Can some one please explain the differance between sensored and sensorless brushless motors. Is sensored better?


----------



## shintastrife (Apr 26, 2009)

sensored stop the motor if it get to hot. and it will not run if there conn are loose.


----------



## NovakTwo (Feb 8, 2006)

TeamNovak designs and mfgs sensored motors, and (of course) we think that they are better. 

Here is a tech sheet we prepared explaining the difference:

 BRUSHLESS MOTORS: SENSORED VS. SENSORLESS


----------



## swtour (Oct 8, 2001)

VicnPA

A couple weeks ago, I was at my Local Hobby Shop and a guy came in with a new car he bought with a Sensorless Motor/Esc combo.

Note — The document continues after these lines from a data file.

PR #266, opened 2024-11-13
Remove hidden default values and move them to instrument config files

SimonHeybrock:
Also fix a changed dimension name to match latest ess.reduce.live.raw


src/beamlime/applications/raw_count_handlers.py
```diff
@@ -85,9 +85,9 @@ def __init__(
                 nexus_file,
                 detector_name=detector['detector_name'],
                 window=self._window_length,
-                projection=detector.get('projection', 'xy_plane'),
+                projection=detector['projection'],
```
MridulS, line 88: I asume this means that `projection` is a required value in all configs? Should we somehow mark them in config schema ?

SimonHeybrock: Yes it is required, and we should eventually develop a schema. For now this is going to be refactored a couple more times.

MridulS (approved):

PR #268, opened 2024-11-14
Add a first version of a frontend, serving plot results as a website

SimonHeybrock:
**Note: The ZMQ code is replaced by FastAPI+WebSockets in #272, please ignore that part of code, or review and merge #272 first**

A new script was added, reinstall so it becomes available:
```sh
pip install --no-deps -e .
```
There is a whole bunch of changes here:
- Add a frontend server. This is meant as a demo for testing.
- Extract plotting code to make it reusable in the frontend.
- Serialization of Scipp data for sending it to the frontend.

The backend (connecting to Kafka and doing data processing) needs to be run separately from the frontend webserver.
```sh
beamlime-frontend-matplotlib
```
Run backend:
```sh
filename='<your recent DREAM, Loki, or NMX file>'
beamlime-raw-detectors \
        --nexus-file-path $filename \
        --static-file-path $filename \
        --log-level WARNING \
        --num-frames 100000 \
        --data-feeding-speed 0.01 \
        --fake-listener \
        --update-every 0.1 \
        --window-length 1.0
```
Then navigate to `http://127.0.0.1:5042` unless it is opened automatically.

Next steps will include:
- Add Control Daemon in the backend, taking commands from the frontend via a ZMQ socket.
- Add a different frontend that is more interactive, supporting zooming, etc.
- Probably the ZMQ code needs to be made more resilient.


src/beamlime/plotting/plot_matplotlib.py
```diff
@@ -0,0 +1,181 @@
+# SPDX-License-Identifier: BSD-3-Clause
```
SimonHeybrock, line 1: No changes in this file, just extracted from `raw_count_handlers.py`.

src/beamlime/frontend/zmq_client.py
```diff
@@ -0,0 +1,167 @@
+# SPDX-License-Identifier: BSD-3-Clause
```
nvaytet, line 1: I'm guessing most of the Flask, ZMQ code was written by copilot?

I didn't look so much into the changes, as I understand close to none of it.
However, this is at an experimental stage, I don't see a reason not to merge this.

src/beamlime/frontend/matplotlib_flask.py
```diff
@@ -0,0 +1,112 @@
...
+
+import asyncio
+import os
+import threading
+from collections import deque
+from io import BytesIO
+
+import msgpack
+from flask import Flask, Response, render_template_string, request
+from matplotlib.figure import Figure
```
MridulS, line 15: We need to force matplotlib to pick a non interactive backend with `matplotlib.use('agg')` https://github.com/matplotlib/matplotlib/issues/14304/#issuecomment-545717061

pyproject.toml
```diff
@@ -30,17 +30,20 @@ requires-python = ">=3.10"
...
+  "msgpack",
+  "rich",
+  "zmq",
 ]
 
 dynamic = ["version"]
 
 [project.scripts]
 beamlime = "beamlime.__main__:main"
 beamlime-raw-detectors = "beamlime.executables.show_detector:main"
```
MridulS, line 45: once https://github.com/scipp/beamlime/pull/272 is merged the project script section should be updated.

src/beamlime/frontend/matplotlib_flask.py
SimonHeybrock: Fixed.

YooSunYoung:
I just saw this PR,
so you did try writing async daemon without the message router I guess.
The ``ZMQClient`` could be written simpler using a message router.

But is this PR still valid or are we going to try implementing another solution?

SimonHeybrock:
> I just saw this PR, so you did try writing async daemon without the message router I guess. The `ZMQClient` could be written simpler using a message router.
> 
> But is this PR still valid or are we going to try implementing another solution?

ZMQ was replaced already (see next PR). But even that is just an experiment, and as you saw from the discussion I would like to consider moving away from that approach as well.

I don't recall the brand, but the ESC looked like the Speed Passion LPF, but it was sensorless.

He was having a problem with the ESC setup - (so he thought) It had Forward and Reverse...but if the car went forward, it didn't want to back up...if it went backward, it didn't want to go FORWARD, if he STOPPED while going in those directions.

He had to switch directions while the car was moving...

In RACING, guys have found many times a SENSORLESS Motor won't take OFF on the line, so they get RUN OVER. The car works fine with a shove to get the car moving.

This seems to come from the sensorless motor being shoved backward prior to the start of the race - and the motor doesn't know what to do when you hit the throttle.

YOU DON'T HAVE THAT PROBLEM generally WITH SENSOR BASED Brushless Motors.


----------



## ta_man (Apr 10, 2005)

swtour said:


> VicnPA
> 
> A couple weeks ago, I was at my Local Hobby Shop and a guy came in with a new car he bought with a Sensorless Motor/Esc combo.
> 
> ...


That problem is more prevalent with direct drive cars. I have never had that happen with my electric 1/8th scale Losi with a [original] Mamba Max driving a Neu motor. Or with a Castle Sidewinder driving a Novak 8.5 (without the sensors) in my XXX-T (offroad truck). The slack in the drivetrain/cvds lets the controller sync up with the motor instantly.


----------



## speedster1919 (Oct 4, 2009)

Get sensored period. Sensorless will work OK with about 8.5 turn or under. I have seen guys that said they have no problems with sensorless doing the finger ballet after a wreck or rolling backwards trying to get started again while the field of cars passing them. Just for giggles I tried sensorless in 13.5 sprint car and got run over at the start of the race everytime. Get in an accident and the turn marshalls thought I was broke. Once up to speed I had no problems and incedents rolling forward were no issue. Don't even think about sensorless 21.5 or 17.5...........terrible...........


----------



## Cayenne Turbo S (Sep 17, 2009)

I use a mamba max and 5700 in my b44 and never had a problem.


----------



## popsss (Nov 15, 2006)

sensored vs. sensorless
sensored mainly centers motor in forward position.
sensorless has a tendecy to shuffle back 
sensorless will give your greater power
depends on useage


----------



## 420 Tech R/C (Sep 15, 2006)

speedster1919 said:


> Get sensored period. Sensorless will work OK with about 8.5 turn or under. Don't even think about sensorless 21.5 or 17.5...........terrible...........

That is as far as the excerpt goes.